In the fit-get-rich model, the fittest node will grow to become the biggest hub, but its lead will never be significant as it will be followed closely by a smaller node that has almost as many links. In the winner-takes-all model, the fittest node grabs all of the links, leaving little, if any, for the rest of the nodes. Barabasi writes that when the winner takes all, there is no room for a potential challenger (103).

In chapter nine, Barabasi seeks to answer the question: How long will it take a network to break into pieces once we randomly remove nodes? Restated, how many routers must be removed from the Internet to break it into isolated computers that cannot communicate with each other? (112)

Barabasi and his team of graduate students conducted computer simulations on scale-free networks and found that a significant fraction of nodes can be randomly removed from any scale-free network (i.e. World Wide Web, cells, social networking)  without breaking it apart (113). These results indicate that scale-free networks’ resilience to errors is an inherent (built-in) property of their topology. This resilience is termed topological robustness.

Next, Barabasi’s team set out to find the source of scale-free networks’ topological robustness. Further simulations and experimentation revealed that topological robustness is rooted in the “structural unevenness” of scale-free networks because failures disproportionately affect small nodes since there are so many more of them. However, despite their higher numbers, small nodes contribute little to a network’s integrity (114).

Barabasi’s team discovered that scale-free networks break down only after all nodes have been removed, which he says that for all practical purposes is never (115). In laymen’s terms, this means that for the World Wide Web to completely, randomly fail, every single Internet router in the world would have to malfunction and fail all at the same time. The odds of that happening? Never. Unless, of course, you live in the make-believe world of the NBC television show Revolution. But, I digress.

Barabasi’s team next turned to a new set of experiments. No longer selecting nodes randomly, the team set out to find out what would happen if the Internet was attacked in a systematic and coordinated way.
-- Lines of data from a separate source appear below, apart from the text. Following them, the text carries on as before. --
PR #350, opened 2021-02-19
Set DataContext before showing window

TysonMN:
We are showing the window too early.  We should only show the window after we assign our view model to its `DataContext`.

Here is how this can go wrong.  Suppose the binding initialization code takes a long time.  In the following example, I added a two-second delay to the `SubModelOpt` sample.  I also removed the `Visibility` fallbacks to `Collapsed`.  I also changed to entry point to be an explicit `Main` method.  Then this is what happens: both forms are visible during that two-second loading time.

After making the change in this PR, which is to start the Elmish dispatch loop first and then show the window, the behavior is good.  Specifically, the window does not open during that two second delay.  When it does open, no forms are visible, which is the correct behavior.

### DIFF
--- a/RELEASE_NOTES.md
+++ b/RELEASE_NOTES.md
@@ -3,6 +3,7 @@
 * Improved logging
 * Changed CurrentModel and UpdateModel on ViewModel<_,_> from public to internal
 * Added support for composable binding validation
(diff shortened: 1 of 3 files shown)


cmeeren (approved):
Looks good!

They set up computer simulations that directly targeted not the nodes, but the hubs (116).

The simulations took out the largest hubs first, one after the other. It was soon evident that while the remaining hubs compensated for the first, and largest, hubs’ demise and kept the Internet running, they were no longer able to do so after several hubs were taken out. Barabasi’s team observed that, in their simulation, large chunks of nodes were falling off the network, becoming disconnected from the main cluster.

As the team pushed forward with the simulation, they observed the network’s “spectacular” collapse (116). The team also observed that the “critical point” (where a scale-free network started breaking), which was absent under random failures, was present during targeted attacks, and that removal of only a few hubs during attack broke the Internet into tiny, hopelessly isolated pieces.

Barabasi’s team had learned that vulnerability to attack is an inherent property of scale-free networks, and the proverbial “cost” to be paid in exchange for the resilience they displayed (117). Following one logical conclusion to the next, through their simulations and experimentation, the team had discovered scale-free network’s Achilles’ heel, thus the aptly applied title of chapter nine.